### TASK DIRECTIONS:
Output each line of the data word for word, from the first through the line that holds "account trie leaf.", and leave off whatever follows.
━━━━
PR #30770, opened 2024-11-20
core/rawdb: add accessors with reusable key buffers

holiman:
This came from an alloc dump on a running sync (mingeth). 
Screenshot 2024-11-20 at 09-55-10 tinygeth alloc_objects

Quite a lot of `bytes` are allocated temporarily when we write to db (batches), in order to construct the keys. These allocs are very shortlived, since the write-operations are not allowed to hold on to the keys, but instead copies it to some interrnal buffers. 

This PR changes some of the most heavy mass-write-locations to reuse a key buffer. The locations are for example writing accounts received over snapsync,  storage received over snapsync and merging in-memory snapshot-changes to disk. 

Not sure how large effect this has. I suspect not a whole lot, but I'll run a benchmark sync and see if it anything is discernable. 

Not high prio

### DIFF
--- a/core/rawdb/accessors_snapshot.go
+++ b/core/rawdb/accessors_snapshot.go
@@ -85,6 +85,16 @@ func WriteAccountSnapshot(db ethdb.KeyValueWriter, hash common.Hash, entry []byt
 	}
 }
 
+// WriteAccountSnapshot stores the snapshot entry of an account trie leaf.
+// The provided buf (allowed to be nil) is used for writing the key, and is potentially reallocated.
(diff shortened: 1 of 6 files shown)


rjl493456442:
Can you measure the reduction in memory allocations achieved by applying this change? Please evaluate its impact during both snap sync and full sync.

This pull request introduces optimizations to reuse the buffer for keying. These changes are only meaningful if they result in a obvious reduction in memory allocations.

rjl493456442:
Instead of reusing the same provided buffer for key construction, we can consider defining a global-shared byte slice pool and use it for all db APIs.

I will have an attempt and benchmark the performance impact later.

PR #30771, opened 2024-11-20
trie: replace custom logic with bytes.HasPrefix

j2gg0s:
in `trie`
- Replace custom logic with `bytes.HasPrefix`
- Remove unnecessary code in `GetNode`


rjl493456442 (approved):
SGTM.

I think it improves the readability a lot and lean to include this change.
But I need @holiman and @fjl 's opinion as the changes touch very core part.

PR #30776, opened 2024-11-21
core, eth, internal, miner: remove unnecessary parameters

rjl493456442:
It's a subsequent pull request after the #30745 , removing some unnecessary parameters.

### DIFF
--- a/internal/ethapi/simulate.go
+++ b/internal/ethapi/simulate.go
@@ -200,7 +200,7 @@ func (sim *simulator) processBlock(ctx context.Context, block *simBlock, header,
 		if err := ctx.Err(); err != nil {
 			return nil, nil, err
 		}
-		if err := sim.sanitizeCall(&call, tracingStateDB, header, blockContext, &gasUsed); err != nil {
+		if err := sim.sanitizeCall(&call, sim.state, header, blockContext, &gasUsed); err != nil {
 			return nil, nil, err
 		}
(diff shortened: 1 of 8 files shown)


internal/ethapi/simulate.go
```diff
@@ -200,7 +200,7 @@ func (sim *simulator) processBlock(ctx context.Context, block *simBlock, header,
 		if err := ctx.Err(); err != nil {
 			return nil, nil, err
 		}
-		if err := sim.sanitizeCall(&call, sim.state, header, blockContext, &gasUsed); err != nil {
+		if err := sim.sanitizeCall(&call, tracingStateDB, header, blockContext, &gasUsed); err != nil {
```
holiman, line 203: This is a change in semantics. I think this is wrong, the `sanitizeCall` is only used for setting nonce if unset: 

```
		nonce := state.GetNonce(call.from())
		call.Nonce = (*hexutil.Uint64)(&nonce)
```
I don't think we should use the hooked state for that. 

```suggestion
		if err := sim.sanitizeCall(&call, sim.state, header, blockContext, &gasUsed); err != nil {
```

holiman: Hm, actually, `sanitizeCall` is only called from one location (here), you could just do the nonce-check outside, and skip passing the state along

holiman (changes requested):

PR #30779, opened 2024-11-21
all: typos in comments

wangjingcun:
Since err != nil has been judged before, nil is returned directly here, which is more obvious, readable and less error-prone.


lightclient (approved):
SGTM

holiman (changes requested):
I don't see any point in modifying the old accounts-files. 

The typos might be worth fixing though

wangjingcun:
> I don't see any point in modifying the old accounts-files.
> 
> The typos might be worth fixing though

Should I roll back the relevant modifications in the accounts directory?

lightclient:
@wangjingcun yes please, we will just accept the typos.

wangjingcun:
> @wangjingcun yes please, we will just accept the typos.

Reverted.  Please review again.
━━━━
### EXERCISE RESPONSE:
PR #30770, opened 2024-11-20
core/rawdb: add accessors with reusable key buffers

holiman:
This came from an alloc dump on a running sync (mingeth). 
Screenshot 2024-11-20 at 09-55-10 tinygeth alloc_objects

Quite a lot of `bytes` are allocated temporarily when we write to db (batches), in order to construct the keys. These allocs are very shortlived, since the write-operations are not allowed to hold on to the keys, but instead copies it to some interrnal buffers. 

This PR changes some of the most heavy mass-write-locations to reuse a key buffer. The locations are for example writing accounts received over snapsync,  storage received over snapsync and merging in-memory snapshot-changes to disk. 

Not sure how large effect this has. I suspect not a whole lot, but I'll run a benchmark sync and see if it anything is discernable. 

Not high prio

### DIFF
--- a/core/rawdb/accessors_snapshot.go
+++ b/core/rawdb/accessors_snapshot.go
@@ -85,6 +85,16 @@ func WriteAccountSnapshot(db ethdb.KeyValueWriter, hash common.Hash, entry []byt
 	}
 }
 
+// WriteAccountSnapshot stores the snapshot entry of an account trie leaf.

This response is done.